Action item |
Please take the records that follow and repeat exactly the lines starting with the line with "- Kernel Version: all" and going on through the line with "- It restarts".

Recorded data section start

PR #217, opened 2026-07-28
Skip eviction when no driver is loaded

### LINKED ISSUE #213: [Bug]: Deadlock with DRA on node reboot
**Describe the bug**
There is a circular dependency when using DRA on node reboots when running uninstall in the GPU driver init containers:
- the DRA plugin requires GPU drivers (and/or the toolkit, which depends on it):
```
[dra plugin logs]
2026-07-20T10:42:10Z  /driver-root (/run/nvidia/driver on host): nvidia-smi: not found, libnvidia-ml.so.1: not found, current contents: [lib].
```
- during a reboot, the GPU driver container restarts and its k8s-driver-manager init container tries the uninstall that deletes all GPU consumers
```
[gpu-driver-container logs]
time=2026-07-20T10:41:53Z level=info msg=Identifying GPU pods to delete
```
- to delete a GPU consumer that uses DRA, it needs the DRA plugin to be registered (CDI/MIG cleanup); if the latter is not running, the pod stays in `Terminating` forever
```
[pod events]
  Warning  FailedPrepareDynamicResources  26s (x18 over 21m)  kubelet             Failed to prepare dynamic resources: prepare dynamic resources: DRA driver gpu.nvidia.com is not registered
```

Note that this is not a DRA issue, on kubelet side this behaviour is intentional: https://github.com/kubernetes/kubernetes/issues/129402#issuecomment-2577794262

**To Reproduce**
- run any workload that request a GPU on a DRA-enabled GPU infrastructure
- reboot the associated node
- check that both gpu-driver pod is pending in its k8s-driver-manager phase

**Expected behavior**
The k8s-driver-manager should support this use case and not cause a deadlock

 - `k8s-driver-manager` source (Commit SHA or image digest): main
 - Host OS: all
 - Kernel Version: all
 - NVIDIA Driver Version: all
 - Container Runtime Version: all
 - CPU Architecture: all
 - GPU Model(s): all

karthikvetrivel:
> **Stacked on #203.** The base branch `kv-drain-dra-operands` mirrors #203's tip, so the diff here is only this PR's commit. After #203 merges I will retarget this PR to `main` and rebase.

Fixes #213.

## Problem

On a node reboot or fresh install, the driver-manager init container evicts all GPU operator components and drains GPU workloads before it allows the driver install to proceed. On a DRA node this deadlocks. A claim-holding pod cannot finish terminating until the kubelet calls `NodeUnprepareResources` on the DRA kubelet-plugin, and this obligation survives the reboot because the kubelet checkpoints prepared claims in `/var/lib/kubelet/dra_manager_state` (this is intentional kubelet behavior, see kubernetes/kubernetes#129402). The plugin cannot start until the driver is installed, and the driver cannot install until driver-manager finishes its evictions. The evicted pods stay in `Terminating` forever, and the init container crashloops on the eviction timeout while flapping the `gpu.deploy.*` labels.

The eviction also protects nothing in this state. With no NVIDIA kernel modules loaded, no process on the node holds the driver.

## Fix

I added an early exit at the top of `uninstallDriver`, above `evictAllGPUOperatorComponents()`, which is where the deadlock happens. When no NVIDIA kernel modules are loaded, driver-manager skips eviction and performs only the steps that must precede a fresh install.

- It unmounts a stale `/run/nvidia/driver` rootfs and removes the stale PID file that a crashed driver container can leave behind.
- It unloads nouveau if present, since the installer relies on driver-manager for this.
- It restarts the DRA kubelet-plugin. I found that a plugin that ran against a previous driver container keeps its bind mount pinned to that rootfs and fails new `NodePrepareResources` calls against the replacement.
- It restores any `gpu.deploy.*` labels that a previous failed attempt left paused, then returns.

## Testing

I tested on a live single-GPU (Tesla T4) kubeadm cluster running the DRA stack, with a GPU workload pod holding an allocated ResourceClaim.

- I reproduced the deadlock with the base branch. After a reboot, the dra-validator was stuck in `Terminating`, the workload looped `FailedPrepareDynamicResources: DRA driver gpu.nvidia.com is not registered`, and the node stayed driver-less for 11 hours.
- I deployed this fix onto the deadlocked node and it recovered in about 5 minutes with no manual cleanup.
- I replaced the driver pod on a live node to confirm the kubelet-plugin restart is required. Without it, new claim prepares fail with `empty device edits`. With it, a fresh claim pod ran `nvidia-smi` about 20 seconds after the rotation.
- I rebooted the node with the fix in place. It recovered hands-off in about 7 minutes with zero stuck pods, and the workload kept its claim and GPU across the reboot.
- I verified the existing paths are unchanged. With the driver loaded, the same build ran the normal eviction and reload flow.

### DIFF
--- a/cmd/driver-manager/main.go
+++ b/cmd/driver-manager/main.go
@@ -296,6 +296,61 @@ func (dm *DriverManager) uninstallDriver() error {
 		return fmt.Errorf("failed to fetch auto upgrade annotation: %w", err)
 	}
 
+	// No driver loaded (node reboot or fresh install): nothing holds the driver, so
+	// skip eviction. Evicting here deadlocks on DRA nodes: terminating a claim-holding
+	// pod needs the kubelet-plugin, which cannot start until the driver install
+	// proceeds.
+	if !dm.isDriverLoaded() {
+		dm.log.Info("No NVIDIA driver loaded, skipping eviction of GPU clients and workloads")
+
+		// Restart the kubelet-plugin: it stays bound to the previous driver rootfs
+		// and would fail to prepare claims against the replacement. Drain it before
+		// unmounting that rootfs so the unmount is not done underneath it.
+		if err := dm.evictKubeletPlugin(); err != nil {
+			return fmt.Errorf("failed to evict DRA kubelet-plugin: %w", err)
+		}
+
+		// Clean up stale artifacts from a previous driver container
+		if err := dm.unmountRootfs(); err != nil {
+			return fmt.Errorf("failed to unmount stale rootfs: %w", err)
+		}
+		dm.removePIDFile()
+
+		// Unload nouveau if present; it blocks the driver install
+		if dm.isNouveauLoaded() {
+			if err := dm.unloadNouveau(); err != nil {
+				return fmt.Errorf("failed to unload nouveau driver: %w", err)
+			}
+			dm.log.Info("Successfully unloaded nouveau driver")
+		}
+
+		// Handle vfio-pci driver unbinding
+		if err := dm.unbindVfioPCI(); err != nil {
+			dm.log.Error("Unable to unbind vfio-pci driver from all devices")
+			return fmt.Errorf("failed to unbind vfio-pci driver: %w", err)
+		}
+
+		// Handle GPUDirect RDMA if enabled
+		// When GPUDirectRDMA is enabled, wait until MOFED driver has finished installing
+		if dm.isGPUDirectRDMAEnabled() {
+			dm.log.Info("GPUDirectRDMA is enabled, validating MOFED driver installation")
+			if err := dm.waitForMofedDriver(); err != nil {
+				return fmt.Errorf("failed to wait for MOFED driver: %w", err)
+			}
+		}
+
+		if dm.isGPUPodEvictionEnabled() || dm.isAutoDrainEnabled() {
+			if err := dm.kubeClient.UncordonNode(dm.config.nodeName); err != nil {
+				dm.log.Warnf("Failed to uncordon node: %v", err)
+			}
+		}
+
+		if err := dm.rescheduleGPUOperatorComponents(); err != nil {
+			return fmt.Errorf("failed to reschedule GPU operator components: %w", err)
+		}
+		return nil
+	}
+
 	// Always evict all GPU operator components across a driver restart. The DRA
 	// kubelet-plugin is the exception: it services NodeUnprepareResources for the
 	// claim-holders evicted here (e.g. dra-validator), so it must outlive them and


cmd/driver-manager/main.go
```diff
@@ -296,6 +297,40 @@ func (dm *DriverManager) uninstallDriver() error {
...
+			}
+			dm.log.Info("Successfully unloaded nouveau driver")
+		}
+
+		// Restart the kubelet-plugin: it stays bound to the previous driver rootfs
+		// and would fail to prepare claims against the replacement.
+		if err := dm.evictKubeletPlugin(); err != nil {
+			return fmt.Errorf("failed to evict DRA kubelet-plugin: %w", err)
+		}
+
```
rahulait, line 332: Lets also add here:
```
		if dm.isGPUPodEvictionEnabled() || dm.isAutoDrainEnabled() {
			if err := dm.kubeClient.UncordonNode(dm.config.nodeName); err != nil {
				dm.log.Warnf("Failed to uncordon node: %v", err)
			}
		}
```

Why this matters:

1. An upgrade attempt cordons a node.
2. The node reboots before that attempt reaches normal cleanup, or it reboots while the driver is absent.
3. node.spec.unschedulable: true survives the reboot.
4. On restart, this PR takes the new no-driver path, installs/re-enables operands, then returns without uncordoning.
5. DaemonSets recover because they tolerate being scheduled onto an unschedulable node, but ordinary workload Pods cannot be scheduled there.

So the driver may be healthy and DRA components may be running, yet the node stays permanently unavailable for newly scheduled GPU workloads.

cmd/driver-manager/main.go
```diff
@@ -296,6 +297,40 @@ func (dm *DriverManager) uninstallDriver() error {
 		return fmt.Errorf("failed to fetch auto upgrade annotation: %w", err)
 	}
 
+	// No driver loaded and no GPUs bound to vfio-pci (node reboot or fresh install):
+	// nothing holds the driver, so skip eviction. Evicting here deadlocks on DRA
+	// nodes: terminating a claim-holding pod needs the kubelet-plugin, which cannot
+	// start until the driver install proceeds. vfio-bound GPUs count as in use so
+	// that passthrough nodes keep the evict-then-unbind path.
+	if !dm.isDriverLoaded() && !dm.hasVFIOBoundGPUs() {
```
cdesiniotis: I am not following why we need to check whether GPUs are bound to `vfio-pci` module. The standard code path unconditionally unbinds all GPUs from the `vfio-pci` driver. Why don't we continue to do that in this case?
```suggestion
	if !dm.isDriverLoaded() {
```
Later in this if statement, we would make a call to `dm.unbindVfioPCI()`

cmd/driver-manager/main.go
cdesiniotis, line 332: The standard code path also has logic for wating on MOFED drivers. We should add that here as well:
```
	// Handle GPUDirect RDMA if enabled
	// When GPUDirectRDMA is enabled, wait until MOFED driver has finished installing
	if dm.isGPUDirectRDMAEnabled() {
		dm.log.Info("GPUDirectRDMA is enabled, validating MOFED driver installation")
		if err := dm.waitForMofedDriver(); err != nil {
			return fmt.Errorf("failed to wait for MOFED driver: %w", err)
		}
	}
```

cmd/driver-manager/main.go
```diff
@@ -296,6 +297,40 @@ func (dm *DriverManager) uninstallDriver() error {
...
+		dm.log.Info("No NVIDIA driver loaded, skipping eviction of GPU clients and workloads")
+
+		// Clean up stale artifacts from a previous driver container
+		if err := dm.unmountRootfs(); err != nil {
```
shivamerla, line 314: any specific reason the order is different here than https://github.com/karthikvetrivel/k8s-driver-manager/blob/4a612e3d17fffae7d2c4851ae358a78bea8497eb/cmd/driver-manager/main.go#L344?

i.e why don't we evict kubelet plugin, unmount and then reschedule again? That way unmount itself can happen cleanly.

Recorded data section end

Result below |
 - Kernel Version: all
 - NVIDIA Driver Version: all
 - Container Runtime Version: all
 - CPU Architecture: all
 - GPU Model(s): all

karthikvetrivel:
> **Stacked on #203.** The base branch `kv-drain-dra-operands` mirrors #203's tip, so the diff here is only this PR's commit. After #203 merges I will retarget this PR to `main` and rebase.

Fixes #213.

## Problem

On a node reboot or fresh install, the driver-manager init container evicts all GPU operator components and drains GPU workloads before it allows the driver install to proceed. On a DRA node this deadlocks. A claim-holding pod cannot finish terminating until the kubelet calls `NodeUnprepareResources` on the DRA kubelet-plugin, and this obligation survives the reboot because the kubelet checkpoints prepared claims in `/var/lib/kubelet/dra_manager_state` (this is intentional kubelet behavior, see kubernetes/kubernetes#129402). The plugin cannot start until the driver is installed, and the driver cannot install until driver-manager finishes its evictions. The evicted pods stay in `Terminating` forever, and the init container crashloops on the eviction timeout while flapping the `gpu.deploy.*` labels.

The eviction also protects nothing in this state. With no NVIDIA kernel modules loaded, no process on the node holds the driver.

## Fix

I added an early exit at the top of `uninstallDriver`, above `evictAllGPUOperatorComponents()`, which is where the deadlock happens. When no NVIDIA kernel modules are loaded, driver-manager skips eviction and performs only the steps that must precede a fresh install.

- It unmounts a stale `/run/nvidia/driver` rootfs and removes the stale PID file that a crashed driver container can leave behind.
- It unloads nouveau if present, since the installer relies on driver-manager for this.
- It restarts the DRA kubelet-plugin. I found that a plugin that ran against a previous driver container keeps its bind mount pinned to that rootfs and fails new `NodePrepareResources` calls against the replacement.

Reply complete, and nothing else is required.